* [Items listed in a dataset]

☆ ☆ ☆

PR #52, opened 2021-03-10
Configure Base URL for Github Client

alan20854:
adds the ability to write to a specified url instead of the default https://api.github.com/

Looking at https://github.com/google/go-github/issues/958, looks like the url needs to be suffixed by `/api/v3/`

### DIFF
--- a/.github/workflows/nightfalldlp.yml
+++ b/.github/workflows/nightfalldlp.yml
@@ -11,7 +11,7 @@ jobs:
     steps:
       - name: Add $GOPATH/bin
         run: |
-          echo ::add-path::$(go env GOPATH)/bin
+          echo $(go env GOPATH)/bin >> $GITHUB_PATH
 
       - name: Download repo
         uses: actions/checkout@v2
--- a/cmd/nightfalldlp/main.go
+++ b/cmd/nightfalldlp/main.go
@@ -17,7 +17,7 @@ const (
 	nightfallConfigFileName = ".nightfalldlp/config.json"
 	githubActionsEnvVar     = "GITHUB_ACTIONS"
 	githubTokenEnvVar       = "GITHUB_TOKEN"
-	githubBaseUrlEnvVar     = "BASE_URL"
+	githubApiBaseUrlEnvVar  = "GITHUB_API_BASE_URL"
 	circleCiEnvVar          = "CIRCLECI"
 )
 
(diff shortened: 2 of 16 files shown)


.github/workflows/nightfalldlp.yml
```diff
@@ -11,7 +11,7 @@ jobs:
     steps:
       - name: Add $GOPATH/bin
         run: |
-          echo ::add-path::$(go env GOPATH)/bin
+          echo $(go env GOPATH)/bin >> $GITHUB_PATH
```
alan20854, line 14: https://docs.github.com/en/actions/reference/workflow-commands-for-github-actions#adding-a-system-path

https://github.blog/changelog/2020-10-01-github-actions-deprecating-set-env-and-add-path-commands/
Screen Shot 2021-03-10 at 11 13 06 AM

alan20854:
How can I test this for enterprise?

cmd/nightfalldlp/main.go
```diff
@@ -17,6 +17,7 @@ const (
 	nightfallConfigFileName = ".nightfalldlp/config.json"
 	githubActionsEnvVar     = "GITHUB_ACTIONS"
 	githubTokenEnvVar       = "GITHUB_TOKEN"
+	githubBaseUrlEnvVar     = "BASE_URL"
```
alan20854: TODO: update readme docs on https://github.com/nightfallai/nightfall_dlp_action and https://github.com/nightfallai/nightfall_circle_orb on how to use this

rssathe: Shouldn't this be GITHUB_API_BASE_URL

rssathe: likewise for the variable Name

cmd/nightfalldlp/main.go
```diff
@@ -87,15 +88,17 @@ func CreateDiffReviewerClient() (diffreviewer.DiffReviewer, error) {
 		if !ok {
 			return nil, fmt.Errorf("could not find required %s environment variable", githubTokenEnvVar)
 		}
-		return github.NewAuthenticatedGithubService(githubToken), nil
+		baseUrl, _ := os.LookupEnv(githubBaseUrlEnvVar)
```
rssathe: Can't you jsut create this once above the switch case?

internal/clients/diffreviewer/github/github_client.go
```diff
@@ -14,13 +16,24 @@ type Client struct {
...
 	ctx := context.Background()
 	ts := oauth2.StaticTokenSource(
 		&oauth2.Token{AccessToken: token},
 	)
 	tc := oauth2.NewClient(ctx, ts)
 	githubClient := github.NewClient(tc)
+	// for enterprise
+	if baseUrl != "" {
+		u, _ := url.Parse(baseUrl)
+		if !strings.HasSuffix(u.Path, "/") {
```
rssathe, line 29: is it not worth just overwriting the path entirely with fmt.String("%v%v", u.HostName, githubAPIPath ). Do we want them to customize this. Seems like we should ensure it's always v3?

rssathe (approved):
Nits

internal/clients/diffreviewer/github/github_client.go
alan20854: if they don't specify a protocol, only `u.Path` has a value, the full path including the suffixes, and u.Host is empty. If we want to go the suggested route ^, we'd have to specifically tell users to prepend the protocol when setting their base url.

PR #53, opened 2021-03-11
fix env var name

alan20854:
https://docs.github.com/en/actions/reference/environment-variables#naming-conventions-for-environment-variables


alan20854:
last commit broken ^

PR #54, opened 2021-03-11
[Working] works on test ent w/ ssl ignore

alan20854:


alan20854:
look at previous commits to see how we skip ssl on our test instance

☆ ☆ ☆

* [Work order] Please return every line of the data, unaltered.

* [Reply]
PR #52, opened 2021-03-10
Configure Base URL for Github Client

alan20854:
adds the ability to write to a specified url instead of the default https://api.github.com/

Looking at https://github.com/google/go-github/issues/958, looks like the url needs to be suffixed by `/api/v3/`

### DIFF
--- a/.github/workflows/nightfalldlp.yml
+++ b/.github/workflows/nightfalldlp.yml
@@ -11,7 +11,7 @@ jobs:
     steps:
       - name: Add $GOPATH/bin
         run: |
-          echo ::add-path::$(go env GOPATH)/bin
+          echo $(go env GOPATH)/bin >> $GITHUB_PATH
 
       - name: Download repo
         uses: actions/checkout@v2
--- a/cmd/nightfalldlp/main.go
+++ b/cmd/nightfalldlp/main.go
@@ -17,7 +17,7 @@ const (
 	nightfallConfigFileName = ".nightfalldlp/config.json"
 	githubActionsEnvVar     = "GITHUB_ACTIONS"
 	githubTokenEnvVar       = "GITHUB_TOKEN"
-	githubBaseUrlEnvVar     = "BASE_URL"
+	githubApiBaseUrlEnvVar  = "GITHUB_API_BASE_URL"
 	circleCiEnvVar          = "CIRCLECI"
 )
 
(diff shortened: 2 of 16 files shown)


.github/workflows/nightfalldlp.yml
```diff
@@ -11,7 +11,7 @@ jobs:
     steps:
       - name: Add $GOPATH/bin
         run: |
-          echo ::add-path::$(go env GOPATH)/bin
+          echo $(go env GOPATH)/bin >> $GITHUB_PATH
```
alan20854, line 14: https://docs.github.com/en/actions/reference/workflow-commands-for-github-actions#adding-a-system-path

https://github.blog/changelog/2020-10-01-github-actions-deprecating-set-env-and-add-path-commands/
Screen Shot 2021-03-10 at 11 13 06 AM

alan20854:
How can I test this for enterprise?

cmd/nightfalldlp/main.go
```diff
@@ -17,6 +17,7 @@ const (
 	nightfallConfigFileName = ".nightfalldlp/config.json"
 	githubActionsEnvVar     = "GITHUB_ACTIONS"
 	githubTokenEnvVar       = "GITHUB_TOKEN"
+	githubBaseUrlEnvVar     = "BASE_URL"
```
alan20854: TODO: update readme docs on https://github.com/nightfallai/nightfall_dlp_action and https://github.com/nightfallai/nightfall_circle_orb on how to use this

rssathe: Shouldn't this be GITHUB_API_BASE_URL

rssathe: likewise for the variable Name

cmd/nightfalldlp/main.go
```diff
@@ -87,15 +88,17 @@ func CreateDiffReviewerClient() (diffreviewer.DiffReviewer, error) {
 		if !ok {
 			return nil, fmt.Errorf("could not find required %s environment variable", githubTokenEnvVar)
 		}
-		return github.NewAuthenticatedGithubService(githubToken), nil
+		baseUrl, _ := os.LookupEnv(githubBaseUrlEnvVar)
```
rssathe: Can't you jsut create this once above the switch case?

internal/clients/diffreviewer/github/github_client.go
```diff
@@ -14,13 +16,24 @@ type Client struct {
...
 	ctx := context.Background()
 	ts := oauth2.StaticTokenSource(
 		&oauth2.Token{AccessToken: token},
 	)
 	tc := oauth2.NewClient(ctx, ts)
 	githubClient := github.NewClient(tc)
+	// for enterprise
+	if baseUrl != "" {
+		u, _ := url.Parse(baseUrl)
+		if !strings.HasSuffix(u.Path, "/") {
```
rssathe, line 29: is it not worth just overwriting the path entirely with fmt.String("%v%v", u.HostName, githubAPIPath ). Do we want them to customize this. Seems like we should ensure it's always v3?

rssathe (approved):
Nits

internal/clients/diffreviewer/github/github_client.go
alan20854: if they don't specify a protocol, only `u.Path` has a value, the full path including the suffixes, and u.Host is empty. If we want to go the suggested route ^, we'd have to specifically tell users to prepend the protocol when setting their base url.

PR #53, opened 2021-03-11
fix env var name

alan20854:
https://docs.github.com/en/actions/reference/environment-variables#naming-conventions-for-environment-variables


alan20854:
last commit broken ^

PR #54, opened 2021-03-11
[Working] works on test ent w/ ssl ignore

alan20854:


alan20854:
look at previous commits to see how we skip ssl on our test instance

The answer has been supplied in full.